PR #2720, opened 2017-10-29
Add reflink option

sampsyo:
This is a continuation of #2643, by @rubdos.

Here are a few outstanding questions:

* How shall we document the need to install the `reflink` module?
* What should happen when it's not installed? Should a friendly error message remind you to install it, or should we warn and fall back to copying?
* Do we really need the `auto` option, or should `reflink: yes` automatically fall back to copying? (At the moment, I can't think of a situation where I'd want to use `yes`, i.e., fail with an error when reflinking is impossible.)

### DIFF
--- a/beets/config_default.yaml
+++ b/beets/config_default.yaml
@@ -7,6 +7,7 @@ import:
     move: no
     link: no
     hardlink: no
+    reflink: no
     delete: no
     resume: ask
     incremental: no
--- a/beets/importer.py
+++ b/beets/importer.py
@@ -220,19 +220,31 @@ class ImportSession(object):
             iconfig['resume'] = False
             iconfig['incremental'] = False
 
-        # Copy, move, link, and hardlink are mutually exclusive.
+        if iconfig['reflink']:
+            iconfig['reflink'] = iconfig['reflink'] \
+                .as_choice(['auto', True, False])
+
+        # Copy, move, reflink, link, and hardlink are mutually exclusive.
         if iconfig['move']:
             iconfig['copy'] = False
             iconfig['link'] = False
             iconfig['hardlink'] = False
+            iconfig['reflink'] = False
         elif iconfig['link']:
             iconfig['copy'] = False
             iconfig['move'] = False
             iconfig['hardlink'] = False
+            iconfig['reflink'] = False
         elif iconfig['hardlink']:
             iconfig['copy'] = False
             iconfig['move'] = False
             iconfig['link'] = False
+            iconfig['reflink'] = False
+        elif iconfig['reflink']:
+            iconfig['copy'] = False
+            iconfig['move'] = False
+            iconfig['link'] = False
+            iconfig['hardlink'] = False
 
         # Only delete when copying.
         if not iconfig['copy']:
@@ -676,7 +688,7 @@ class ImportTask(BaseImportTask):
             item.update(changes)
 
     def manipulate_files(self, operation=None, write=False, session=None):
-        """ Copy, move, link or hardlink (depending on `operation`) the files
+        """ Copy, move, link, hardlink or reflink (depending on `operation`) the files
         as well as write metadata.
 
         `operation` should be an instance of `util.MoveOperation`.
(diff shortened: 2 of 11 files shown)


sampsyo:
Also, it looks like were getting two spurious (unrelated) Travis failures? Hmm…

rubdos:
> How shall we document the need to install the reflink module?

Just in the documentation, I'd think. No real need to put that somewhere else beyond the configuration option.

> What should happen when it's not installed? Should a friendly error message remind you to install it, or should we warn and fall back to copying?

I'd say error out if it's not there, and `reflink: yes/auto` is set (so no error with `reflink: no`, otherwise, error out).

> Do we really need the auto option, or should reflink: yes automatically fall back to copying? (At the moment, I can't think of a situation where I'd want to use yes, i.e., fail with an error when reflinking is impossible.)

Yes. The use case is as follows: some people will want their collection to be ALWAYS reflinked, and be warned thoroughly when it's not possible to link, while others want it to reflink when possible (when e.g. data is already on the same partition), and not when it's elsewhere (e.g. importing from a USB key from a friend).

rubdos:
> Also, it looks like were getting two spurious (unrelated) Travis failures? Hmm…

On first sight, doesn't look like reflink code, or is it?

sampsyo:
OK, that all sounds good! Let's add a user-visible error message when the module isn't available.

Indeed, the Travis failures are incidental. In particular, I'm wrestling with a dependency suddenly becoming incompatible with old versions of Python 2.7 and Travis simultaneously deciding to revert to an old version of Python 2.7… :cry:

rubdos:
Good, let's get this merged. I rebased it on master, I'll now:

> [...] add a user-visible error message when the module isn't available.

rubdos:
> [...] add a user-visible error message when the module isn't available.

Okay, now I actually wonder what kind of error message this should be; should I throw an exception when the module cannot be imported, then catch that somewhere and print something nice? I tried reaching out over IRC, but didn't seem to get a reaction :-)

sampsyo:
Yeah, I think so! I'm not 100% sure about how the error should be exposed internally—perhaps a new exception just for this purpose?—but eventually, we have `ui.UserError` for displaying unrecoverable errors to the user.

rubdos:
> [...] add a user-visible error message when the module isn't available.

Okay, now I actually wonder what kind of error message this should be; should I throw an exception when the module cannot be imported, then catch that somewhere and print something nice? I tried reaching out over IRC, but didn't seem to get a reaction :-)

> Yeah, I think so! I'm not 100% sure about how the error should be exposed internally—perhaps a new exception just for this purpose?—but eventually, we have ui.UserError for displaying unrecoverable errors to the user.

I suppose inherting ui.UserError would be appropriate here?

rubdos:
Hmm, `beets.util` has a `HumanReadableException` too, which one should I take? :'-)

sampsyo:
It might be useful to see the evolving discussion in #2785, but I think raising a custom exception or a FilesystemError from the utility function itself is the right thing for `util`. Then, to actually show the problem to the user—if we want to stop the program altogether—higher levels in the stack should probably catch this at an opportune moment and raise a UserError.

Of course, if we wanted the same behavior as for trying to write to a read-only filesystem, for example, then just keeping it as a FilesystemError would be the right thing.

rubdos:
So, it's probably most useful to wait for #2785 to be resolved then.

fiatflux:
Since #2785 is closed now, and that appears to have been the stumbling block on this PR, what's the status on adding reflink support?

rubdos:
It's still on my TODO list. In fact:
screen shot 2018-11-29 at 09 52 16

reflink things are the only ones still on my TODO list, and I'll be doing both pretty soon when I start building out my home lab by the end of the year. So stay tuned, this is something I really want to have myself.

fiatflux:
> this is something I really want to have myself.

Wonderful, me too! Please let me know if you find something you'd like help with. It sounds like you have a specific plan and are more familiar with how the error handling should proceed, but feel free to kick some tasks over to me that are straightforward to someone new to this codebase.

rubdos:
(rebased)

PR #2722, opened 2017-10-30
Use 2.7.13 instead of 2.7_with_system_site_packages

hugovk:
`2.7_with_system_site_packages` uses a four-year-old Python 2.7.6.

This allows the latest version of pylast which supports Python 2.7.10+ as older versions don't have good HTTPS support.

Re: https://github.com/pylast/pylast/issues/201.

### DIFF
--- a/.travis.yml
+++ b/.travis.yml
@@ -11,7 +11,7 @@ matrix:
     include:
         - python: 2.7.13
           env: {TOX_ENV: py27-cov, COVERAGE: 1}
-        - python: 2.7_with_system_site_packages
+        - python: 2.7.13
           env: {TOX_ENV: py27-test}
         - python: 3.4
           env: {TOX_ENV: py34-test}


hugovk:
https://github.com/pylast/pylast/issues/201#issuecomment-340360066:

> (I wonder if they have `2.7.14` too)

They do, but it's not initially installed and adds about 30 seconds to [download and extract](https://travis-ci.org/hugovk/beets/jobs/294733659#L424) so let's not bother.

2.7.13 https://travis-ci.org/hugovk/beets/builds/294717393
2.7.14 https://travis-ci.org/hugovk/beets/builds/294733658

sampsyo:
Ack! Thank you for catching that! :sparkles: :rocket: I should have noticed those other builds were referring to a different Python.

And, just for the record, I'm 100% fine with requiring a non-ancient 2.7 for beets.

====

About this task ▸
Copy all lines from the data above that contain the word "getting".

Answer box ▸
Also, it looks like were getting two spurious (unrelated) Travis failures? Hmm…
> Also, it looks like were getting two spurious (unrelated) Travis failures? Hmm…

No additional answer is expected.